If by "the Angular of orchestration systems" (I'm going to assume Angular 1 because Angular 2 gives me headaches still) you mean that it's really easy to do what should be easy, and feasible to accomplish really complex things, then I would agree. But I don't think that's what you meant.

As far as security, that's now purely a property of the way you deploy it. Secrets can be encrypted (feature in alpha), RBAC is fully supported, TSL client certs are preferred for AuthN, and HTTPS is supported across the API endpoints. I'm not sure what more you could ask for on the security side.

I don't know that Google says they're using K8s internally, either. It's always been sold by Google as a ground-up rewrite of what the authors wish Borg would have been. Not only that, but it's supported (developed) by dozens of small companies, as well as Google, Red Hat, and an increasing number of large companies interested in its growth.

Finally, it's governed by the Linux Foundation. If there's another org that can help scale and properly govern one of the most popular modern OSS projects, I'm drawing a blank.

Well for one Swarm was released a year ago and Kubernetes went 1.0 two years ago, so there has just been more time for people to get familiar with k8s. I myself dug into kube before Swarm arrived and have put off getting into Swarm because constant framework hopping kind of defeats the purpose of getting familiar with a new framework in the first place.

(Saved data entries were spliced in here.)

PR #95, opened 2020-07-14
Implements the Availability Datastore DAO and tests it thoroughly.

meagancheese:


src/main/java/com/google/sps/data/DatastoreAvailabilityDao.java
```diff
@@ -0,0 +1,174 @@
...
+    availabilityEntity.setProperty("scheduled", avail.scheduled());
+    return availabilityEntity;
+  }
+
+  static Entity availabilityToUpdatedEntity(Availability avail) {
+    Entity availabilityEntity = new Entity("Availability", avail.id());
+    availabilityEntity.setProperty("email", avail.email());
+    availabilityEntity.setProperty("startTime", avail.when().start().toEpochMilli());
+    availabilityEntity.setProperty("endTime", avail.when().end().toEpochMilli());
+    availabilityEntity.setProperty("scheduled", avail.scheduled());
```
apluscs, line 93: Duplication. Probably best to abstract this out to another function.

src/main/java/com/google/sps/data/DatastoreAvailabilityDao.java
```diff
@@ -0,0 +1,174 @@
...
+    List<Availability> availability = new ArrayList<Availability>();
+    for (Entity entity : entities) {
+      availability.add(entityToAvailability(entity));
+    }
+    return availability;
+  }
+
+  // Returns a list of Scheduled-over Availabilities ranging from minTime to maxTime of a user.
+  // minTime and maxTime are in milliseconds.
+  public List<Availability> getScheduledInRangeForUser(String email, long minTime, long maxTime) {
```
apluscs, line 141: Question: When will this be used?

src/test/java/com/google/sps/data/DatastoreAvailabilityDaoTest.java
```diff
@@ -0,0 +1,369 @@
...
+            availabilities.get(1).id(),
+            false);
+    List<Availability> expectedAvailabilities = new ArrayList<Availability>();
+    expectedAvailabilities.add(expectedAvailabilityOne);
+    expectedAvailabilities.add(expectedAvailabilityTwo);
+    Assert.assertEquals(expectedAvailabilities, actual);
+  }
+
+  @Test
+  public void getsScheduledAvailabilitiesForUserInRange() {
```
apluscs, line 281: Takes a lot of mental effort to figure out what these tests are doing, especially since their names are pretty similar. Could you put comments above?

apluscs (changes requested):

src/main/java/com/google/sps/data/DatastoreAvailabilityDao.java
meagancheese: For determining whether or not an availability time slot is scheduled while loading the availability page.

src/main/java/com/google/sps/data/DatastoreAvailabilityDao.java
meagancheese: Done

src/main/java/com/google/sps/data/DatastoreAvailabilityDao.java
apluscs: We can just look at the scheduled flag for the user's availability right?

apluscs (approved):
Qualms about `getScheduledInRangeForUser` but other than LGTM.

src/main/java/com/google/sps/data/DatastoreAvailabilityDao.java
```diff
@@ -0,0 +1,176 @@
...
+  }
+
+  static Entity availabilityToUpdatedEntity(Availability avail) {
+    Entity availabilityEntity = new Entity("Availability", avail.id());
+    setEntityProperties(availabilityEntity, avail);
+    return availabilityEntity;
+  }
+
+  static void setEntityProperties(Entity availabilityEntity, Availability avail) {
+    availabilityEntity.setProperty("email", avail.email());
```
apluscs: After looking at another PR, l realize this function goes against something Alex warned me against. That is, a function that modifies a param instead of returning it. Here it might be fine because it's more explicit in the function name but not sure. @acmcarther  @jalexanderqed

src/main/java/com/google/sps/data/DatastoreAvailabilityDao.java
meagancheese: That's what this does though, it's just a matter of putting as much access and filter logic in the DAO as we can.

src/main/java/com/google/sps/data/DatastoreAvailabilityDao.java
```diff
@@ -0,0 +1,176 @@
...
+        TimeRange.fromStartEnd(
+            Instant.ofEpochMilli((long) availabilityEntity.getProperty("startTime")),
+            Instant.ofEpochMilli((long) availabilityEntity.getProperty("endTime"))),
+        availabilityEntity.getKey().getId(),
+        (boolean) availabilityEntity.getProperty("scheduled"));
+  }
+
+  // Deletes all Availability entities for a user ranging from minTime to maxTime.
+  // minTime and maxTime are in milliseconds.
+  public void deleteInRangeForUser(String email, long minTime, long maxTime) {
```
GrantComm, line 110: Shouldn't this method include an @Override annotation ?

GrantComm (changes requested):
Add @Override annotations for all methods that you implemented from the interface

src/main/java/com/google/sps/data/DatastoreAvailabilityDao.java
meagancheese: Done

GrantComm (approved):

src/main/java/com/google/sps/data/DatastoreAvailabilityDao.java
acmcarther: Update this function to create and return an Entity from the input Availability

acmcarther: Or just combine availabilityToNewEntity and availabilityToUpdatedEntity.

src/main/java/com/google/sps/data/DatastoreAvailabilityDao.java
```diff
@@ -0,0 +1,180 @@
...
+    Filter userFilter = new FilterPredicate("email", FilterOperator.EQUAL, email);
+    List<Entity> entities = getEntitiesInRange(minTime, maxTime, Optional.of(userFilter));
+    List<Key> keyList = new ArrayList<>();
+    for (Entity entity : entities) {
+      keyList.add(entity.getKey());
+    }
+    for (Key key : keyList) {
+      Transaction txn = datastore.beginTransaction();
+      datastore.delete(txn, key);
```
acmcarther, line 120: You're doing this this way to avoid cross-group transactions, right? Maybe add a comment here?

src/main/java/com/google/sps/data/DatastoreAvailabilityDao.java
```diff
@@ -0,0 +1,180 @@
...
+    List<Availability> availability = new ArrayList<Availability>();
+    for (Entity entity : entities) {
+      availability.add(entityToAvailability(entity));
+    }
+    return availability;
+  }
+
+  private List<Entity> getEntitiesInRange(long minTime, long maxTime, Optional<Filter> filterOpt) {
+    Filter
+        minFilter = new FilterPredicate("startTime", FilterOperator.GREATER_THAN_OR_EQUAL, minTime),
```
acmcarther: One variable declaration per statement.

acmcarther (approved):
Couple of nits

src/main/java/com/google/sps/data/DatastoreAvailabilityDao.java
meagancheese: The Entity constructors used in these are different, so I guess I'll just put this code back within the two methods.

src/main/java/com/google/sps/data/DatastoreAvailabilityDao.java
meagancheese: Added

src/main/java/com/google/sps/data/DatastoreAvailabilityDao.java
meagancheese: Done

PR #132, opened 2020-07-29
Fixed small error in TimeRange test file

GrantComm:
Fixed time assigned to Instant in test file


apluscs (approved):

meagancheese (approved):

acmcarther:
Does this bug reflect an issue in the underlying tests? Can you elaborate what the implications of this change is?

GrantComm:
> Does this bug reflect an issue in the underlying tests? Can you elaborate what the implications of this change is?

The time that was wrong only impacts two tests: rangeDurationIsZero() and contains_nonContaining(). Both tests still have the expected result as the time used doesn't break anything

acmcarther (approved):

PR #139, opened 2020-07-30
Added okShadow field to Person

apluscs:
Also updated all use cases
Next step is to incorporate this with querying scheduledInterviews


src/main/java/com/google/sps/data/PersonRequest.java
```diff
@@ -64,21 +66,14 @@ public String getLinkedIn() {
...
-            "company",
-            company,
-            "job",
-            job,
-            "linkedIn",
-            linkedIn,
-            "qualifiedJobs")
+            "PutPersonRequest= firstName:%s, lastName:%s, company:%s, job:%s, linkedIn:%s, okShadow: %b, qualifiedJobs: \n",
+            firstName, lastName, company, job, linkedIn, okShadow)
         + qualifiedJobsToString();
```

While I agree to some extent re complexity, I'd be interested as to what you're referring to when you say kubernetes is insecure.

Framework hopping? With your knowledge in k8s you should be able to learn Docker Swarm and getting a swarm deployed in less than 60 minutes.

Sure, I could definitely get a swarm set up quickly and run something trivial on it, but then I'll be back to the docs for secrets, stateful containers, volume mounts, cert management, instrumentation, health checks, load balancing etc.

My point about 'framework hopping' was that I try to get some value out of the time spent digging into a new tool/library/framework, rather than trying to use something new for each new project. Knowing the pitfalls, useful configs, edge cases, best plugins and so forth goes a long way towards being able to focus on what you're actually building. I'm not against early adoption and I am always learning new tools, but I do try to leverage the ones I have deep knowledge of.

> I'll be back to the docs for secrets, stateful containers, volume mounts, cert management, instrumentation, health checks, load balancing etc.

Almost all of your points are on one page in the doc (just google 'docker-compose file') which is read and used in 5 minutes. Btw, load balancing is the default, no real config required (still you can but the defaults are sensible). Anyway, you are usually 5x to 10x faster than with setting up an k8s cluster. This should be a good enough reason to give it a try and to make your own picture of Swarm.

It is up to you but I think you have a wrong picture of Swarm. Something huge, conplicated and intimidating like k8s. Something you should spend your weekend and the week after to learn. This is wrong.

Just see is as another CLI tool which you can grasp in the next hour (instead of surfing the web).

Borg has so many knobs that Kubernetes still lacks (or always will, by design), but there are already unspecified Google projects running on Kubernetes.

So well framed! Docker Swarm is just great. Easy, batteries included (load balancer, secrets, etc.) and still people worhship Kubernetes.